I don’t want to get into CF vs. VB debate. I’ve developed in both for a long time now, and for a beginner, I have found that someone who knows HTML will pick up CF much faster than VB.
For example, in CF, it takes exactly 1 line and no components to load a URL into a string. Once you have the info out, it takes just one more line to toss it into a database. The middle stuff is variable. (FTR, I’ve done this in 5 lines with no extra components )
With ASP/VBScript, it’s two lines. One to instantiate Microsoft’s XMLHTTP object and another to load the content from a URL. This is intended to facilitate XML transfer and web services, but it will work with any URL and any return data type.
I’m not trying to debate the advantages of any language either. Quite the contrary, I’m trying to point out that almost any modern language will have this functionality easily available. I only replied in the first place because your post gave the impression that CF had some sort of advantage in this area.
The minimalist example is two lines, but here’s a code sample I use that has a bit more. This is VBScript for use in ASP:
set http = Server.CreateObject("Microsoft.xmlhttp")
'set http = Server.CreateObject("msxml.xmlhttp")
'set http = Server.CreateObject("msxml2.xmlhttp")
'set http = Server.CreateObject("MSXML2.ServerXMLHTTP.4.0")
url = "http://www.yahoo.com/"
req = "field1=" & myField1 & "&field2=" & myField2
method="POST"
if method="POST" then
http.open "POST", url, False
http.setRequestHeader "Content-type", "application/x-www-form-urlencoded"

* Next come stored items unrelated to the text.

PR #802, opened 2025-02-05
fix: parsing of pg sslmode should be case-insensitive

c-thiel:


crates/iceberg-catalog/src/config.rs
```diff
@@ -59,7 +59,6 @@ fn get_config() -> DynAppConfig {
     // Fail early if the base_uri is not a valid URL
     config.s3_signer_uri_for_warehouse(WarehouseIdent::from(uuid::Uuid::new_v4()));
     config.base_uri_catalog();
-    config.base_uri_management();
```
twuebi, line 62: why remove this?

c-thiel: We don't need it - I removed the whole method. I don't like that we need catalog either - its only required because of the design of the config endpoint

c-thiel: I think ideally we would get rid of the base url altogether.
We might consider parsing it from the URL or the X-forwarded-for header.

crates/iceberg-catalog/src/config.rs
```diff
@@ -612,16 +617,22 @@ mod test {
     #[allow(unused_imports)]
     use super::*;
 
+    #[test]
+    fn test_pg_ssl_mode_case_insensitive() {
+        figment::Jail::expect_with(|jail| {
+            jail.set_env("LAKEKEEPER_TEST__PG_SSL_MODE", "DISABLED");
```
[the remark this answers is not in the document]
c-thiel: Added tests - especially the good case of "disabled" is kind of important :D

twuebi (approved):

PR #811, opened 2025-02-10
feat: warehouse stats

twuebi:


corleyma:
Any plans to expose these stats as (maybe optional) prometheus metrics?  I think we've discussed something similar in the past and deferred due to concerns about cardinality, but rich but optional instrumentation could be useful for folks who aren't as concerned about cardinality in their deployments and want easy integration of telemetry with their existing observability stack.

twuebi:
Hi @corleyma, the cardinality woes still exist, we'd be fine with exposing these stats via prometheus as opt-in.

twuebi:
https://github.com/lakekeeper/lakekeeper/issues/817

crates/iceberg-catalog/migrations/20250108131004_statistics.sql
```diff
@@ -0,0 +1,117 @@
...
+CREATE OR REPLACE FUNCTION get_stats_interval() RETURNS interval AS
+$$
+BEGIN
+    RETURN interval '1 ' || get_stats_interval_unit();
+END;
+$$ LANGUAGE plpgsql;
+
+create table warehouse_statistics
+(
+    stats_id         int generated always as identity primary key,
```
c-thiel, line 24: I think we should use a UUID instead (`uuid_generate_v1mc()`).
Identity can feel weird as they are not consecutive in the domain of interest - the `warehouse_id`.

Do we gain anything from identity?

crates/iceberg-catalog/src/api/management/mod.rs
```diff
@@ -834,6 +837,71 @@ pub mod v1 {
...
+
+    /// Get warehouse statistics
+    ///
+    /// Get statistics about the warehouse, currently table and view counts over time.
+    ///
+    /// We lazily create a new statistics entry every hour, in between hours, the existing entry is
+    /// being updated. If there's a change at created_at + 1 hour, a new entry is created.
+    /// If there's been no change, no new entry is created, meaning there may be gaps.
+    ///
+    /// Example:
```
c-thiel, line 869: Lets add the information that the examples below are excluding the date information which is present in the message

crates/iceberg-catalog/src/api/management/mod.rs
```diff
@@ -834,6 +837,71 @@ pub mod v1 {
...
+    /// - 00:16:32: warehouse created:
+    ///     - created_at: 00:16:32, valid_until: 01:00:00, updated_at: null, 0 tables, 0 views
```
c-thiel, line 871: As discussed, lets move `valid_until` to the front and give it a more generic name like `timestamp`or so

crates/iceberg-catalog/src/api/management/v1/warehouse/mod.rs
```diff
@@ -230,6 +230,33 @@ impl axum::response::IntoResponse for CreateWarehouseResponse {
...
+    ///
+    /// We lazily create a new statistics entry every hour, in between hours, the existing entry
+    /// is being updated. If there's a change at `created_at` + 1 hour, a new entry is created. If
+    /// there's no change, no new entry is created.
+    pub valid_until: chrono::DateTime<chrono::Utc>,
+}
+
+#[derive(Debug, Serialize, ToSchema)]
+#[serde(rename_all = "kebab-case")]
+pub struct WarehouseStatsResponse {
```
c-thiel, line 251:
```suggestion
pub struct WarehouseStatisticsResponse {
```

crates/iceberg-catalog/src/api/management/v1/warehouse/mod.rs
```diff
@@ -377,6 +404,31 @@ pub trait Service<C: Catalog, A: Authorizer, S: SecretStore> {
...
+        context: ApiContext<State<A, C, S>>,
+        request_metadata: RequestMetadata,
+    ) -> Result<WarehouseStatsResponse> {
+        // ------------------- AuthZ -------------------
+        let authorizer = context.v1_state.authz;
+        authorizer
+            .require_warehouse_action(
+                &request_metadata,
+                warehouse_id,
+                &CatalogWarehouseAction::CanGetMetadata,
```
c-thiel, line 419: On second thought, I am not sure if guests, that have permissions only via inheritance, should be able to see stats. Lets leave it for now, but we might want to restrict this later if stats reveal more sensitive information about warehouses - i.e. occurances of table properties etc.

For those more sensitive stats we should introduce a new action that requires direct assignment to the warehouse or entities above - and can not "bubble up". 
We could use `describe` for it.

crates/iceberg-catalog/migrations/20250108131004_statistics.sql
twuebi: not really, was looking for something that'd retain at least some locality with lack of uuid v7 support in pg, didnt' realize that v1mc is somewhat like a v7, changing it now.

crates/iceberg-catalog/src/api/management/mod.rs
twuebi: renamed to timestamp

crates/iceberg-catalog/src/api/management/v1/warehouse/mod.rs
twuebi: renamed

crates/iceberg-catalog/src/api/management/mod.rs
twuebi: mention that dates are omitted

c-thiel (dismissed):

PR #814, opened 2025-02-12
feat!: Migrate Authentication to Limes, Support Unlimited Authenticators, Customizable Authentication

c-thiel:
Todo: prefer oid over sub


Cargo.toml
```diff
@@ -81,7 +81,7 @@ kube = { version = "0.98", default-features = false, features = [
     "rustls-tls",
     "client",
 ] }
-k8s-openapi = { version = "0.24.0", features = ["v1_28"] }
+k8s-openapi = { version = "0.24.0", features = ["v1_32"] }
```
twuebi, line 84: do we still need this in lakekeeper?

crates/iceberg-catalog-bin/src/serve.rs
```diff
@@ -144,9 +144,120 @@ pub(crate) async fn serve(bind_addr: std::net::SocketAddr) -> Result<(), anyhow:
...
+        None
+    };
+
+    let authn_oidc = if let Some(uri) = CONFIG.openid_provider_uri.clone() {
+        let mut authenticator = limes::jwks::JWKSWebAuthenticator::new(
+            uri.as_ref(),
+            Some(std::time::Duration::from_secs(3600)),
+        )
+        .await?
+        .set_idp_id("oidc");
```
twuebi, line 181: are we using this elsewhere? Should we make it a const / env?

crates/iceberg-catalog/src/service/authz/mod.rs
```diff
@@ -153,6 +153,9 @@ pub enum NamespaceParent {
 
 #[async_trait::async_trait]
 /// Interface to provide AuthZ functions to the catalog.
+/// The provided `Actor` arguments of the all methods except `check_actor`
+/// are assumed to be valid. Please ensure to call `check_actor` before, preferably
+/// during Authentication.
```
twuebi, line 158: maybe specify what you mean by valid in this context?

Cargo.toml
c-thiel: Yes - won't compile otherwise as the k8s dependency pulled in by limes doesn't know which k8s API Version to build for.
Good point actually - let me try to only depend on it in the bin crate.

c-thiel: Actually no, because we fixed it in limes.
I think removing it there should be done in a later version. Removing it from lakekeeper for now

crates/iceberg-catalog/src/service/authz/mod.rs
c-thiel: All other occurances are in tests - no other places

crates/iceberg-catalog/src/catalog/config.rs
```diff
@@ -27,22 +27,20 @@ impl<A: Authorizer + Clone, C: Catalog, S: SecretStore>
...
                 .ok_or_else(|| {
-                    // ToDo Christian: Split Project into separate endpoint, Use name
                     ErrorModel::bad_request(
-                        "No project provided. Please provide warehouse as: <project-name>/<warehouse-name>",
-                        "GetConfigNoProjectProvided", None)
+                        "No project provided. Please provide the `x-project-id` header",
+                        "GetConfigNoProjectProvided",
+                        None,
+                    )
                 })?;
```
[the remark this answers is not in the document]
c-thiel: Done

crates/iceberg-catalog/src/service/authz/mod.rs
twuebi: I meant for future reference it could make sense to expand a bit on validity, i.e. it has been checked that the currently authenticated user is allowed to use this actor?

crates/iceberg-catalog-bin/src/serve.rs
c-thiel: Done - its in the bin though, so really only usable there.

twuebi (approved):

http.setRequestHeader "Content-length", Len(req)
http.send(req)
else
http.open "GET", CStr(url & "?" & req), False
http.send
end if
ret = http.responseText
set http = nothing
Note the first block has three commented-out instantiations with different object names than the top line. Which one you use depends on the version of MSXML you have installed.

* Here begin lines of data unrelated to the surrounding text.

PR #818, opened 2025-02-13
feat(stats): endpoints call stats

twuebi:


crates/iceberg-catalog/src/api/endpoints.rs
```diff
@@ -0,0 +1,275 @@
...
+
+static MAP: LazyLock<HashMap<&str, Endpoints>> = LazyLock::new(|| {
+    Endpoints::iter()
+        .filter(|e| {
+            !matches!(
+                e,
+                Endpoints::ManagementGetPermissions
+                    | Endpoints::ManagementPostPermissions
+                    | Endpoints::ManagementHeadPermissions
+                    | Endpoints::ManagementDeletePermissions
```
c-thiel, line 95: Can we add a comment here why they are special?

crates/iceberg-catalog/src/api/iceberg/mod.rs
```diff
@@ -203,33 +203,10 @@ pub mod v1 {
...
-        "POST /v1/{prefix}/transactions/commit".into(),
-        "GET /v1/{prefix}/namespaces/{namespace}/views".into(),
-        "POST /v1/{prefix}/namespaces/{namespace}/views".into(),
-        "GET /v1/{prefix}/namespaces/{namespace}/views/{view}".into(),
-        "POST /v1/{prefix}/namespaces/{namespace}/views/{view}".into(),
-        "DELETE /v1/{prefix}/namespaces/{namespace}/views/{view}".into(),
-        "HEAD /v1/{prefix}/namespaces/{namespace}/views/{view}".into(),
-        "POST /v1/{prefix}/views/rename".into(),
-    ]
+    crate::api::endpoints::Endpoints::catalog()
```
c-thiel, line 206: I think this still contains the /catalog prefix which is not allowed here. Paths should start with /v1.
Let's write a test that checks if a handful of expected strings are present.

crates/iceberg-catalog/src/api/management/mod.rs
```diff
@@ -1099,6 +1118,10 @@ pub mod v1 {
                     "/warehouse/{warehouse_id}/deleted_tabulars/undrop",
```
c-thiel, line 1118: We don't have a good way to mark this deprecated right?

crates/iceberg-catalog/src/api/management/v1/project.rs
```diff
@@ -230,6 +231,76 @@ pub trait Service<C: Catalog, A: Authorizer, S: SecretStore> {
...
+            context.v1_state.catalog,
+        )
+        .await
+    }
+}
+
+#[derive(Deserialize, Serialize, Debug, ToSchema)]
+pub struct EndpointStatistic {
+    pub count: i64,
+    pub http_string: String,
```
c-thiel, line 267: Maybe `http_path` or so? Maybe chatGPT has a better idea. I don't like having the type as part of the name.

crates/iceberg-catalog/src/api/management/v1/project.rs
```diff
@@ -230,6 +231,76 @@ pub trait Service<C: Catalog, A: Authorizer, S: SecretStore> {
...
+                .unwrap_or_else(|| chrono::Duration::days(1)),
+            request.status_codes.as_deref(),
+            context.v1_state.catalog,
+        )
+        .await
+    }
+}
+
+#[derive(Deserialize, Serialize, Debug, ToSchema)]
+pub struct EndpointStatistic {
```
c-thiel, line 265: Lets add some docs for all fields

crates/iceberg-catalog/src/api/management/v1/project.rs
```diff
@@ -230,6 +231,76 @@ pub trait Service<C: Catalog, A: Authorizer, S: SecretStore> {
...
+#[derive(Deserialize, Serialize, Debug, ToSchema)]
+pub struct EndpointStatisticsResponse {
+    pub timestamps: Vec<chrono::DateTime<chrono::Utc>>,
+    pub stats: Vec<Vec<EndpointStatistic>>,
+    pub previous_page_token: Option<String>,
+    pub next_page_token: Option<String>,
+}
+
+#[derive(Debug)]
+pub enum RangeSpecifier {
```
c-thiel, line 284: Is this used anywhere?

crates/iceberg-catalog/migrations/20250207162731_endpoint_stats.sql
```diff
@@ -0,0 +1,89 @@
...
+    'management-post-warehouse-deleted-tabulars-undrop1',
+    'management-post-warehouse-deleted-tabulars-undrop2',
+    'management-post-warehouse-delete-profile',
+    'management-get-permissions',
+    'management-post-permissions',
+    'management-head-permissions',
+    'management-delete-permissions');
+
+
+create table endpoint_statistics
```
c-thiel, line 73: Just a comment that we don't for get to add the primary access as index.

c-thiel (commented):
Got halfway through, rest tomorrow.

crates/iceberg-catalog/src/implementations/postgres/endpoint_statistics.rs
```diff
@@ -0,0 +1,322 @@
...
+                        )
+                    },
+                )
+                .multiunzip::<_>();
+            let whn = warehouse_names
+                .iter()
+                .filter_map(|w| w.as_deref().map(ToString::to_string))
+                .collect::<Vec<_>>();
+            let warehouse_ids = sqlx::query!(
+                r#"select warehouse_name, warehouse_id from warehouse where warehouse_name = any($1)"#,
```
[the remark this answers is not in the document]
c-thiel: By adding the project ID we can also handle another case more explicitly:
What do we do if we receive calls to non-existent projects.
It would be good if we could detect this, so that we can log it out explicitly.
If this happens, it probably should not be an error log.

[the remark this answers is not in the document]
c-thiel: I think we shouldn't have this lookup in every loop iteration. Could we just look up all warehouse_name / project_id combinations in the received stats in a single transaction?

crates/iceberg-catalog/src/service/endpoint_statistics.rs
```diff
@@ -0,0 +1,271 @@
...
+                EndpointStatisticsMessage::EndpointCalled {
+                    request_metadata,
+                    response_status,
+                    path_params,
+                    query_params,
+                } => {
+                    let warehouse = Self::maybe_get_warehouse_ident(&path_params);
+
+                    let Some(matched_path) = request_metadata.matched_path() else {
+                        tracing::error!("No path matched.");
```
c-thiel, line 173: Is this worth an error log? I assume that happens quite often with typos etc.
I am not sure that we want to print this as error.
I think I would use something below info.

crates/iceberg-catalog/src/api/management/mod.rs
twuebi: not really, we also cannot easily drop the route with `deleted_tabulars` from the openapi specs as that would be a breaking change. We could duplicate the handler function, mark the deprecated route as deprecated in the api doc & remove it in a later release.

crates/iceberg-catalog/migrations/20250207162731_endpoint_stats.sql
twuebi: added 3 indexes

crates/iceberg-catalog/src/service/endpoint_statistics.rs
```diff
@@ -0,0 +1,291 @@
...
+            statistic_sinks: stat_sinks,
+            flush_interval,
+            flush_mode,
+        }
+    }
+
+    pub async fn run(mut self) {
+        let mut last_update = tokio::time::Instant::now();
+        loop {
+            if !matches!(self.flush_mode, FlushMode::Manual)
```
c-thiel, line 151: Should we open a span for all the traces in this function?
This doesn't run as part of an API span, so adding one for this call of the sheduled funciton would be helpful to group all related messages.
We are doing the same in middle for a refresh run.

crates/iceberg-catalog/src/service/endpoint_statistics.rs
```diff
@@ -0,0 +1,291 @@
...
+    pub status_code: StatusCode,
+    pub warehouse: Option<WarehouseIdent>,
+    // probably only relevant for config calls
+    pub warehouse_name: Option<String>,
+}
+
+#[derive(Debug, PartialEq, Copy, Clone)]
+pub enum FlushMode {
+    Automatic,
+    Manual,
```
c-thiel, line 119: We use manual only in tests.
Maybe worth cfg(test) it?
Would need to change a match arm below as well.

docs/docs/api/management-open-api.yaml
```diff
@@ -2110,6 +2158,113 @@ components:
...
+            Format: `METHOD /path/to/endpoint`
+        status_code:
+          type: integer
+          format: int32
+          description: The status code of the response.
+          minimum: 0
+        updated_at:
+          type:
+          - string
+          - 'null'
```
c-thiel, line 2195: Is this OK? Shouldn't it just be a string that is not required?
There are more like this though.

crates/iceberg-catalog/src/api/management/v1/project.rs
```diff
@@ -230,6 +232,144 @@ pub trait Service<C: Catalog, A: Authorizer, S: SecretStore> {
...
+    pub previous_page_token: String,
+    /// Token to get the next page of results.
+    ///
+    /// Inverse of `previous_page_token`, see its documentation above.
+    pub next_page_token: String,
+}
+
+#[derive(Debug, Serialize, Deserialize, ToSchema, Clone)]
+#[serde(rename_all = "kebab-case", tag = "type")]
+pub enum RangeSpecifier {
```
c-thiel, line 327: This will be a global type name in the API spec  and thus the name should be a bit more precise.
We might introduce different range filters in the future.

My idea:

```rust
#[derive(Debug, Serialize, Deserialize, ToSchema, Clone)]
#[serde(rename_all = "kebab-case", tag = "type")]
pub enum TimeWindowSelector {
    Window {
        /// End timestamp of the time window
        window_end: chrono::DateTime<chrono::Utc>,
        /// Duration/span of the time window
        /// 
        /// The effective time range = `window_end` - `window_duration` to `window_end`
        window_duration: chrono::Duration,
    },
    PageToken {
        /// Opaque Token from previous response for paginating through time windows
        /// 
        /// Use the `next_page_token` or `previous_page_token` from a previous response
        token: String,
    },
}
```

crates/iceberg-catalog/src/api/endpoints.rs
```diff
@@ -0,0 +1,346 @@
...
+    }
+
+    pub fn from_method_and_matched_path(method: &Method, inp: &str) -> Option<Self> {
+        if inp.starts_with("/management/v1/permissions") {
+            return match method.as_str() {
+                "GET" => Some(Endpoints::ManagementGetPermissions),
+                "POST" => Some(Endpoints::ManagementPostPermissions),
+                "HEAD" => Some(Endpoints::ManagementHeadPermissions),
+                "DELETE" => Some(Endpoints::ManagementDeletePermissions),
+                _ => None,
```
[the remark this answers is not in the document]
twuebi:
```
                    let Some(uri) = Endpoints::from_method_and_matched_path(
                        request_metadata.request_method(),
                        matched_path,
                    ) else {
                        tracing::error!(
                            "Could not parse endpoint from matched path: '{} {}'. This is likely a bug which will affect the statistics collection.",
                            request_metadata.request_method(),
                            matched_path
                        );
                        continue;
                    };
```

we're logging it in the message receiver, we're also authenticated at this point so no bots or random calls should show up. We're also only logging matched-paths, so we'll only ever see routes that exist being called by authenticated users.

crates/iceberg-catalog/src/api/management/mod.rs
c-thiel: UI Issue: https://github.com/lakekeeper/console/issues/101

c-thiel (dismissed):

c-thiel (approved):

c-thiel:
Currently something is very noisy in the logs - doesn't seem right.

c-thiel (approved):

c-thiel (approved):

I included both GET and POST samples, but the choice to use POST is hard-coded in this case.
The “req” (for request) variable contains any data (post or get) you want to submit in the form of key/value pairs, just like you would put it on a URL querystring. The content of the page query is returned in the “ret” (for return) variable. In this case, if you did a Response.Write(ret), you see the Yahoo! homepage.
If you are using ASP, you can write your script in Perlscript instead of VBScript and gain access to an enormous number of Perl libraries. If you have Perlscript available, I’ll be happy to provide code samples for that. In fact, you can mix Perlscript and VBScript within an ASP page and get the simplicity of VBScript for some functions and the power of Perl for harder bits.
What are you already comfortable with code-wise? I’ve done what you need in perl, and it sounds like there there are other code tidbits available in other languages here for the asking.
I know you’re just being snide, but this control was available in VB6, which has been around long enough that I don’t even have a release date handy but circa 1998-9. The wininet functionality was available long before that, which has slightly more complicated syntax but more low-level control.